Rabi Shanker Guha framed the emerging playbook concisely: expose your core APIs, connect an agentic layer, let users use software the way they want. He's right. But the playbook has more steps than people are acknowledging.

Where does this trajectory actually end?

The shift isn't dashboard-to-chat. It's a four-stage transition, and chat is stage two.

Stage 1: Dashboard. Static, opinionated, one-size-fits-all. The homepage shows what the product team thinks matters. Every user sees approximately the same thing. This is where most SaaS still lives.

Stage 2: Chat. Dynamic, user-initiated, conversational. The user asks questions and the product responds. Linear, PostHog, and Attio are here now. The user still does the asking. The system still waits.

Stage 3: Generative UI. The agent doesn't just reply in text — it composes the interface itself. Custom views, assembled in real time, based on who you are and what you're doing. This is what Guha's company Thesys is building toward. The user still initiates, but the response is richer than text.

Stage 4: Autonomous agents. No chat bar. No homepage. No waiting for the user to ask. The system observes your work context, decides what needs to happen, does it, and surfaces the result. The interface becomes the output, not the input mechanism.

Each stage removes a layer of human effort. Dashboards require interpretation. Chat requires articulation. Generative UI requires initiation. Autonomous agents require only oversight.

Why is everyone building for stage two?

Because it's the easiest step from where they already are. If you have a product with APIs, wrapping a chat interface around those APIs is a well-understood engineering problem. The LLM translates natural language to API calls. The existing product does the actual work.

Stage two also preserves the existing business model.
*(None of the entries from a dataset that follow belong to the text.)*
PR #102, opened 2022-02-15
rotational invariance added

allaffa:
I am using the PyTorch Geometric transformation called `NormalizeRotation` 
https://pytorch-geometric.readthedocs.io/en/latest/_modules/torch_geometric/transforms/normalize_rotation.html#NormalizeRotation

This transformation computes the eigenvectors if the point could, and transforms data.pos by applying a rotation with respect to the eigenvectors.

The user still logs in. They still interact with the product. Usage is still measurable in sessions and queries. The product is still the center of the workflow.

Stages three and four break that model. If the agent composes the interface, the product becomes invisible infrastructure. If the agent acts autonomously, the user doesn't log in at all — they receive outputs. That's a harder product to sell, a harder product to meter, and a harder product to build.

But it's where the value concentrates. The reason someone opens Linear isn't to look at a dashboard or type in a chat bar. It's to know what to work on next. The closer you get to just telling them — or better, just doing it — the more value the product delivers.

What does stage four actually require?

Autonomous agents need three things that chat interfaces don't: persistent context, temporal awareness, and judgment about when to act.

A chat bar is stateless by default. Each conversation starts fresh unless the product explicitly maintains memory. That works for queries — "show me last week's conversion rate" — but it fails for recurring work. Recurring work requires the system to know what happened last time, what changed since, and what that change means for what should happen next.

Temporal awareness is the hard part. A chat bar responds when prompted. An autonomous agent has to decide, unprompted, that something is worth doing. That requires a model of time — schedules, cadences, freshness thresholds — that's fundamentally different from request-response architecture.

And judgment about when to act is what separates an autonomous agent from a cron job. The agent needs to assess whether there's enough new information to justify a run, whether the output would be meaningfully different from last time, and whether the user actually needs it right now.

What does this mean for the products people use at work?

The chat-bar wave is real and it's a genuine improvement over dashboards. But it's a waypoint, not a destination. The companies building chat interfaces today will face a choice within two years: evolve toward autonomous operation, or watch a new generation of products skip the chat phase entirely.

YARNNN is built for stage four. Persistent agents with accumulated context that run on schedule, assess whether action is needed, generate outputs that improve over time, and deliver results without being asked. No dashboard. No chat bar. The work just gets done.

The SaaS homepage is dying. But the replacement isn't a better input mechanism — it's no input at all.